> Task objective: From the entries, copy each line that includes "maybe".

> Records shown:
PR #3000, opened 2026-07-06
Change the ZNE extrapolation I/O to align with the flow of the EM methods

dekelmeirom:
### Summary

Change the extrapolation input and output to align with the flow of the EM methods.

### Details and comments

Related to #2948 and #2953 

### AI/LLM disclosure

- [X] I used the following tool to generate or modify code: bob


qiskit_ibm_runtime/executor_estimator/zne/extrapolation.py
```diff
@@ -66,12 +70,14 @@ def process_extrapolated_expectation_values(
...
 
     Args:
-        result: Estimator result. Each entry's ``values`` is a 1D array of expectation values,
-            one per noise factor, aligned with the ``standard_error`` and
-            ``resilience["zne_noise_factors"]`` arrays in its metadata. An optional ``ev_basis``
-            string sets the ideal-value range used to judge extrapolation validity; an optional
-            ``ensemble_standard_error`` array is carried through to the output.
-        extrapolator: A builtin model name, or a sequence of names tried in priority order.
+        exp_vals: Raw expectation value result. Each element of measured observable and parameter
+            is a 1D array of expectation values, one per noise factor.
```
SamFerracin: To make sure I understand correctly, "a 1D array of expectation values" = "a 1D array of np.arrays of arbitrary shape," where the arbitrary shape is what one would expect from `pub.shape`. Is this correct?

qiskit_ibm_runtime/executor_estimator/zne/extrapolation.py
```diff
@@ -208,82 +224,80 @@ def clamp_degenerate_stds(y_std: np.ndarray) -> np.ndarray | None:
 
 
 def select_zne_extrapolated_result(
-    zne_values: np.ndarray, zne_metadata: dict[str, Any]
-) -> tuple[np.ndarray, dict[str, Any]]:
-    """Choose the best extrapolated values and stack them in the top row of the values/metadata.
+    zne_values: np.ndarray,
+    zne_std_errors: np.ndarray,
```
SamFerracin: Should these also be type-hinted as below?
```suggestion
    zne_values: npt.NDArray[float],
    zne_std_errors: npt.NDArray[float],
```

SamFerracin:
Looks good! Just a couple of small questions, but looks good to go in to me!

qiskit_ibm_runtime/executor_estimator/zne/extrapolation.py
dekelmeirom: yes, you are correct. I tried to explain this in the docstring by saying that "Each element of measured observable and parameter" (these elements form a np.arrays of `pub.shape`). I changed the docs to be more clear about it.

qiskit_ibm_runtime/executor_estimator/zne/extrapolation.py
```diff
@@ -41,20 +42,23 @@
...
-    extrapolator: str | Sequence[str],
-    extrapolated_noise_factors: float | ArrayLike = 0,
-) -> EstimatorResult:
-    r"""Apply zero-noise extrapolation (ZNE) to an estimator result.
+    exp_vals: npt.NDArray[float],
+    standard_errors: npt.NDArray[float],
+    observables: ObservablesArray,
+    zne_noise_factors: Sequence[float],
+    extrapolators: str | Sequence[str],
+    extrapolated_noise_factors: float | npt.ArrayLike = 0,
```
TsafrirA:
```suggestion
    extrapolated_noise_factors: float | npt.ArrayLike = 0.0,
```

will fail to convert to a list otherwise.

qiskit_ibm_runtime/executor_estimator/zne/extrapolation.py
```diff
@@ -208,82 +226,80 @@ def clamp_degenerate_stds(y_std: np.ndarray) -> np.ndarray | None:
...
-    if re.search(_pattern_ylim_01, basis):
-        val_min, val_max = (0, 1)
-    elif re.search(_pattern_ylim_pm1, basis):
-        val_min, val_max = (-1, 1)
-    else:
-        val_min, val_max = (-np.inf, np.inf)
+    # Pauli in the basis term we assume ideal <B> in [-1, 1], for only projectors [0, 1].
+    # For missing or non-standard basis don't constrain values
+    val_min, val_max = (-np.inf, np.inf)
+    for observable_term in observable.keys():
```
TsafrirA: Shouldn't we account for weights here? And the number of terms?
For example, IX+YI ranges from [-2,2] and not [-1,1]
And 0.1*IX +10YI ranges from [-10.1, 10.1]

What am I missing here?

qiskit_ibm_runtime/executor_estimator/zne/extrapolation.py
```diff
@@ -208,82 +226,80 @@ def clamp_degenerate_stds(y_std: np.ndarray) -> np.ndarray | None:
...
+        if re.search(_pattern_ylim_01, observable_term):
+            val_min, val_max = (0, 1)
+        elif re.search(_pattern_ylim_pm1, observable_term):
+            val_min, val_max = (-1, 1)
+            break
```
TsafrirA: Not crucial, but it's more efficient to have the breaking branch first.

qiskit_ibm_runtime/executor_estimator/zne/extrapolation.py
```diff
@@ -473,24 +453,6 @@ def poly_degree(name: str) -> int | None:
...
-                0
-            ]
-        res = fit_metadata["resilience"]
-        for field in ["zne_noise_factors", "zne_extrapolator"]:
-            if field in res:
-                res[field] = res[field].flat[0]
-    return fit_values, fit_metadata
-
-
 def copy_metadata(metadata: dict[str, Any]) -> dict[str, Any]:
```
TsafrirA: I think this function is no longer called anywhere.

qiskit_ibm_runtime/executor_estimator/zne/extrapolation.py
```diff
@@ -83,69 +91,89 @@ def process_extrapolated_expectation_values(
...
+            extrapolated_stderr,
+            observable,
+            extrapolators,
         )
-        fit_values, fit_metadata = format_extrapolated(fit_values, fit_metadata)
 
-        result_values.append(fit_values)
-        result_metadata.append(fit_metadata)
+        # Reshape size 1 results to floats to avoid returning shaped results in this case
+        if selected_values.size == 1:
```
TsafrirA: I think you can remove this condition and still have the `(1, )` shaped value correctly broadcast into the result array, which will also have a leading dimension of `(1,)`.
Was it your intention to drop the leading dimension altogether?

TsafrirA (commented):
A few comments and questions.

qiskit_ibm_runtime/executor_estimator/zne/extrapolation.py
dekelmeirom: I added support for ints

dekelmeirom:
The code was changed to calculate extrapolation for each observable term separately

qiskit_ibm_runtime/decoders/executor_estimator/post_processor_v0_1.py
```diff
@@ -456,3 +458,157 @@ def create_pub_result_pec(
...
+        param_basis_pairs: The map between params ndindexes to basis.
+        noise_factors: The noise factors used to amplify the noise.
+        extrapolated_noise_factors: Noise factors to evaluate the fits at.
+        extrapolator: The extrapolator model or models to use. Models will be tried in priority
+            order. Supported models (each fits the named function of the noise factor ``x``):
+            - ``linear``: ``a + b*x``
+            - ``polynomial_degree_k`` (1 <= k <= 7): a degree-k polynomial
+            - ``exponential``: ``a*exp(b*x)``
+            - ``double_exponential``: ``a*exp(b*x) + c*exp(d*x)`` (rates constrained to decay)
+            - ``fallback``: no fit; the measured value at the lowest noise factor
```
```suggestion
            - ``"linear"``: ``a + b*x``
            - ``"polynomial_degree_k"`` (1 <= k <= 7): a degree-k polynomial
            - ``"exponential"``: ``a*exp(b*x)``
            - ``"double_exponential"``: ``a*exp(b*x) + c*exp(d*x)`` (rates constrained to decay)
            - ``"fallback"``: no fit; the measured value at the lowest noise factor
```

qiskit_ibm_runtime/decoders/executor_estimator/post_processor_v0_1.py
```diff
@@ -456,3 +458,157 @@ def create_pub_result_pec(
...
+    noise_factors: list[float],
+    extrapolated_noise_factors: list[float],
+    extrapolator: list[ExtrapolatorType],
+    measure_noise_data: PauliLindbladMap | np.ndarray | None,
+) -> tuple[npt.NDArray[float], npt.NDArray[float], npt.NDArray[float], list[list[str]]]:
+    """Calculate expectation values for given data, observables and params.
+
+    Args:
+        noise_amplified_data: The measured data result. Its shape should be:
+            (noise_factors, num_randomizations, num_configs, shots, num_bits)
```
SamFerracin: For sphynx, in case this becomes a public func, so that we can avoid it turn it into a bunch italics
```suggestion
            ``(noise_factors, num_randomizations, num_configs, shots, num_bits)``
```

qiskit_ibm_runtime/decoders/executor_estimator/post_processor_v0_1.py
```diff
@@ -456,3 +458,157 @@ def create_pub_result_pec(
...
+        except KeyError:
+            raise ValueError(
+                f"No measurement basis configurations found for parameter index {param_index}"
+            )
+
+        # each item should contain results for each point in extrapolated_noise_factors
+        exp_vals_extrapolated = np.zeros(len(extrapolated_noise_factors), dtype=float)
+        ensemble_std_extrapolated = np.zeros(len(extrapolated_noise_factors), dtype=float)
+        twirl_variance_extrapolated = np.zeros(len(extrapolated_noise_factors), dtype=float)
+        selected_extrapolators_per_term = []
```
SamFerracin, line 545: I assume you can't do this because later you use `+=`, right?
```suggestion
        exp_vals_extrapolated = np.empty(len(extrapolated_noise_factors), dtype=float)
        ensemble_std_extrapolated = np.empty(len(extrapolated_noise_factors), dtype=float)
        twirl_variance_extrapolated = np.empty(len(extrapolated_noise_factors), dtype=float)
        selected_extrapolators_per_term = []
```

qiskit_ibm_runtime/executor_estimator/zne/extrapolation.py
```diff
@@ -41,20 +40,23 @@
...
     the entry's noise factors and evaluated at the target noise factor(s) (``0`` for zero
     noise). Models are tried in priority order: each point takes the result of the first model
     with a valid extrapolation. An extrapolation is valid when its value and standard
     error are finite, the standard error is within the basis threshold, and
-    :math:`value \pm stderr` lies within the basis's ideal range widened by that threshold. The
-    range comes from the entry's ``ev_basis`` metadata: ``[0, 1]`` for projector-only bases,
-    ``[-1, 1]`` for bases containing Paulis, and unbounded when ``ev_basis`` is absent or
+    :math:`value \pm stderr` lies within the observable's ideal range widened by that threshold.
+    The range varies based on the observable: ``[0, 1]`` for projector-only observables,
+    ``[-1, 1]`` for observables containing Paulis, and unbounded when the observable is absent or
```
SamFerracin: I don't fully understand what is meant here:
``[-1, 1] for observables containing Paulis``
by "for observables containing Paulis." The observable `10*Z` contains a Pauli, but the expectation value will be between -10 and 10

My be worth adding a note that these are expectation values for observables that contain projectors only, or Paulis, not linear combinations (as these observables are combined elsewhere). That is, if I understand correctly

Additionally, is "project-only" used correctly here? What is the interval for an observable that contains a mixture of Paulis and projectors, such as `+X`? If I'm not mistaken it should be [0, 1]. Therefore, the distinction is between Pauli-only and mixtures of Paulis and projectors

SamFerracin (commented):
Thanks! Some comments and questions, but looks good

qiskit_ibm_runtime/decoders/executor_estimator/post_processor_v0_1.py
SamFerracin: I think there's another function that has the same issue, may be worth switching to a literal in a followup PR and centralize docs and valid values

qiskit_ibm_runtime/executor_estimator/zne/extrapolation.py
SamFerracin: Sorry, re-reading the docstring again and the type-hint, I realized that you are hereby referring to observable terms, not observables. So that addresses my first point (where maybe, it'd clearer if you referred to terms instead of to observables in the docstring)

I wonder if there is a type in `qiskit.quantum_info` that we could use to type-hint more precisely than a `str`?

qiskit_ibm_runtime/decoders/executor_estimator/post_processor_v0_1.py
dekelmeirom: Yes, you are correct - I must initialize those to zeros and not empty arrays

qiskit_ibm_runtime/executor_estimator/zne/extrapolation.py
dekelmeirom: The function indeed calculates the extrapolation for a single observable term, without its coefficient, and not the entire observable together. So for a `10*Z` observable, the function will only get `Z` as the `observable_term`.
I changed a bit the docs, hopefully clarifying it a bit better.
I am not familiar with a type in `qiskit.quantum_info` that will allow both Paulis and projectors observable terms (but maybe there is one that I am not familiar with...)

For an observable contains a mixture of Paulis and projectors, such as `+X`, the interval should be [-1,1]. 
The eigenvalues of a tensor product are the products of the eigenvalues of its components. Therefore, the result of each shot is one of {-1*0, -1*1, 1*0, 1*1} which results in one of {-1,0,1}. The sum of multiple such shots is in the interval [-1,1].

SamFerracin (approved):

--

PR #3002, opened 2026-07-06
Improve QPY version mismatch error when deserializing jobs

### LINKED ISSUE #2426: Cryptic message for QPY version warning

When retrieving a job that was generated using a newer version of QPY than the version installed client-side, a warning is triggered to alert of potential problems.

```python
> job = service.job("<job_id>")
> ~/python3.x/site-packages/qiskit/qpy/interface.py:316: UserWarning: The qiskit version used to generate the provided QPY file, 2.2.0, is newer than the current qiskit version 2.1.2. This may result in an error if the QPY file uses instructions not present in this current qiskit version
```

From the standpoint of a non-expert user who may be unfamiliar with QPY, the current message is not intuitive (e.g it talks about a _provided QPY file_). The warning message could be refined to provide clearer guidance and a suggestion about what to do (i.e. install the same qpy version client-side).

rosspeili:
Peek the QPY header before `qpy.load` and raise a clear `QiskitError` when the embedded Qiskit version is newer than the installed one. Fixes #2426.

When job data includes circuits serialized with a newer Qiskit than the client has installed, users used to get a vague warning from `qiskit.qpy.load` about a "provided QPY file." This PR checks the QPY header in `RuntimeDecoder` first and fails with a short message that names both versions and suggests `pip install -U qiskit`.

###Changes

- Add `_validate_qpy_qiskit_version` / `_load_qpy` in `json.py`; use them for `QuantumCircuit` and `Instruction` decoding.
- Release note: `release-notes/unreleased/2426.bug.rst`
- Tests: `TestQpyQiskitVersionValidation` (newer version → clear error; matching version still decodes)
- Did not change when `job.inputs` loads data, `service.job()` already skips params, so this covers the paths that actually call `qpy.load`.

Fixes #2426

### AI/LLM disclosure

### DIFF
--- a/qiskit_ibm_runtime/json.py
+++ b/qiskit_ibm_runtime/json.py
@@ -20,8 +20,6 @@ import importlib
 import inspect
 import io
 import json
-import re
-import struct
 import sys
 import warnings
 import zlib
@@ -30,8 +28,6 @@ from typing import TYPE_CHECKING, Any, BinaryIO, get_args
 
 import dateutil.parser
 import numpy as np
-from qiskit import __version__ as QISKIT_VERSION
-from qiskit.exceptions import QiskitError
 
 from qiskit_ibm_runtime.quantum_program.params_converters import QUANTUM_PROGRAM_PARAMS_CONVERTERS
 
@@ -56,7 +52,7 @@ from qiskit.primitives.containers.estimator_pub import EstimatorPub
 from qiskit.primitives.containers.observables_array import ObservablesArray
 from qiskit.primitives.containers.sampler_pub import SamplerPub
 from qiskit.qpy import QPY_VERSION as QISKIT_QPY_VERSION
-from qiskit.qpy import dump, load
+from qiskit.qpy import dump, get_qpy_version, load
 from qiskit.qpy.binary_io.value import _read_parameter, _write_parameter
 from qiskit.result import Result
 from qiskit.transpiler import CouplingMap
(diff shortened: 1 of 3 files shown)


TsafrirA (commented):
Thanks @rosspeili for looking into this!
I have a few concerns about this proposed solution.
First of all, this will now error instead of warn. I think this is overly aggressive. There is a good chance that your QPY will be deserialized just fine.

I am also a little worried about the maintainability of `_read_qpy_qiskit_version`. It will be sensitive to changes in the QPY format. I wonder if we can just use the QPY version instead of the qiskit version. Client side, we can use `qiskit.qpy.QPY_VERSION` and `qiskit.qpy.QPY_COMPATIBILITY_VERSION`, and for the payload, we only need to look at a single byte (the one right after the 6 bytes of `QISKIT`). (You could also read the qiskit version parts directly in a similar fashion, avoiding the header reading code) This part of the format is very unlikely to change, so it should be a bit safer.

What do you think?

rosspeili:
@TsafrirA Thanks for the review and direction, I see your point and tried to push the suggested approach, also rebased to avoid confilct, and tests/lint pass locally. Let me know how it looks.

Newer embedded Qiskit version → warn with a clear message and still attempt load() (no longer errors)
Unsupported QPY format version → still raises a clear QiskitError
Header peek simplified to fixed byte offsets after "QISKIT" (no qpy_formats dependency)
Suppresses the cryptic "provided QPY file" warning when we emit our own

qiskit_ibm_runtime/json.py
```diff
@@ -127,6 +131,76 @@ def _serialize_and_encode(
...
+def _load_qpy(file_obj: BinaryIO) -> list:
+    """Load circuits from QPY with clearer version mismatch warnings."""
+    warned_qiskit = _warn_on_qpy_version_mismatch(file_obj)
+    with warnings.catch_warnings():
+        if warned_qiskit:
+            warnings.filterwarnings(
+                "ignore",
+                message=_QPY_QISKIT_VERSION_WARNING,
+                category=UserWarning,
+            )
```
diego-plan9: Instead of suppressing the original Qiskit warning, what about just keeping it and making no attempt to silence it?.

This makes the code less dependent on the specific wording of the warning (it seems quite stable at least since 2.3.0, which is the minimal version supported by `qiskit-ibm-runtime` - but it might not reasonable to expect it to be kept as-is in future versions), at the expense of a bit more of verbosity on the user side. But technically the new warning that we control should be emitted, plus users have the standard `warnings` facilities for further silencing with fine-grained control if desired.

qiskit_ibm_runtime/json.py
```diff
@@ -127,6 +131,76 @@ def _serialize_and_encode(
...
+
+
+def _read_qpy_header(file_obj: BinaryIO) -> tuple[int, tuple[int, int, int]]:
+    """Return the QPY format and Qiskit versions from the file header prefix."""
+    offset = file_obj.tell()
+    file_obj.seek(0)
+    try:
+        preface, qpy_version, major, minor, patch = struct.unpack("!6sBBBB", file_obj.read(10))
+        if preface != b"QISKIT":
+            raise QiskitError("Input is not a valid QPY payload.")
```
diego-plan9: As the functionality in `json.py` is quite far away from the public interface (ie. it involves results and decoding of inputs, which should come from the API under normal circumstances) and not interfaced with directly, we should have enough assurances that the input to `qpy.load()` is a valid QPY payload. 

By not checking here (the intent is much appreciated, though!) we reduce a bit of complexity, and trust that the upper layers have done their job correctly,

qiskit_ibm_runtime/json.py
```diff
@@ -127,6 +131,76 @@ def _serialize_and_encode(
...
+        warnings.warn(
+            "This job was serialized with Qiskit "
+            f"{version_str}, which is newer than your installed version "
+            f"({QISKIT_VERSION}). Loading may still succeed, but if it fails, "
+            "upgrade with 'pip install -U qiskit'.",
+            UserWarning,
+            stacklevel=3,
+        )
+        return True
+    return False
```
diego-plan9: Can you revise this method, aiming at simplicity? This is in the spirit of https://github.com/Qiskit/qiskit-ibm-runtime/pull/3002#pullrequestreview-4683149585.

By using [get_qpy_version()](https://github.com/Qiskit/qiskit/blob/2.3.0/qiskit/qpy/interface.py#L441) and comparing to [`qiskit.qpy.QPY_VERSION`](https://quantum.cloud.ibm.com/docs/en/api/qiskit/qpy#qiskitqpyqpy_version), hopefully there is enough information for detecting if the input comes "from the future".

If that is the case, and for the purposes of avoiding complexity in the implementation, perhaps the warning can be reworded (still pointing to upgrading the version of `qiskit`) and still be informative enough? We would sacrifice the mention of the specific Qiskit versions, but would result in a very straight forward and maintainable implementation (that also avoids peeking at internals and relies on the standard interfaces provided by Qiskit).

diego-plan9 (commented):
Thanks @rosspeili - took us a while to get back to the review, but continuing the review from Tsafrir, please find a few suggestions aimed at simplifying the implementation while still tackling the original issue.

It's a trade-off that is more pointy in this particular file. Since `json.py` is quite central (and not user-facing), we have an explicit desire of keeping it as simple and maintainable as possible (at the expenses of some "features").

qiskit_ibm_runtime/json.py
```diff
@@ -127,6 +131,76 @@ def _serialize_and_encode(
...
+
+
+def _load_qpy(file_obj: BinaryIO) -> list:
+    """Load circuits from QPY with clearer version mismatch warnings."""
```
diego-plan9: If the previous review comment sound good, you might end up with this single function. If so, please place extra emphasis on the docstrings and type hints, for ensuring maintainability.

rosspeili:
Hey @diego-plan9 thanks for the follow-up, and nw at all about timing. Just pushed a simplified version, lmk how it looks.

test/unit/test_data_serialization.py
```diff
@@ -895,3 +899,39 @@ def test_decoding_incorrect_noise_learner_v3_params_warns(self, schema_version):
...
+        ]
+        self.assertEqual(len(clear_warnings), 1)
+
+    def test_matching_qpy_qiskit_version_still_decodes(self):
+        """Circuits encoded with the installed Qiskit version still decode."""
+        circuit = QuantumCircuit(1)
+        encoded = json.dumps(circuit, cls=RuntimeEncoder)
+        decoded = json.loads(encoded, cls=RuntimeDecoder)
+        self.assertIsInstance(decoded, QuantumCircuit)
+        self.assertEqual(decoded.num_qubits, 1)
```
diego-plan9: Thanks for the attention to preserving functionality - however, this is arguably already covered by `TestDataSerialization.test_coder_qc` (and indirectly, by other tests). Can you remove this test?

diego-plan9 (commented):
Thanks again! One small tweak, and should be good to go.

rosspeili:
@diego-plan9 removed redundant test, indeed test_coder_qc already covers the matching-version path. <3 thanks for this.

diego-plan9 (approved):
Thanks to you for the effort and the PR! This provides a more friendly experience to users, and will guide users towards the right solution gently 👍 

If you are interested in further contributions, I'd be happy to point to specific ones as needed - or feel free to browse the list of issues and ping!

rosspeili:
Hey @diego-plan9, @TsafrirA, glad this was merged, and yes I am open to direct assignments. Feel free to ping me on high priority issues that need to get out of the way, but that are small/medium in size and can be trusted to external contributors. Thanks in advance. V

> Task result:
SamFerracin: Sorry, re-reading the docstring again and the type-hint, I realized that you are hereby referring to observable terms, not observables. So that addresses my first point (where maybe, it'd clearer if you referred to terms instead of to observables in the docstring)
I am not familiar with a type in `qiskit.quantum_info` that will allow both Paulis and projectors observable terms (but maybe there is one that I am not familiar with...)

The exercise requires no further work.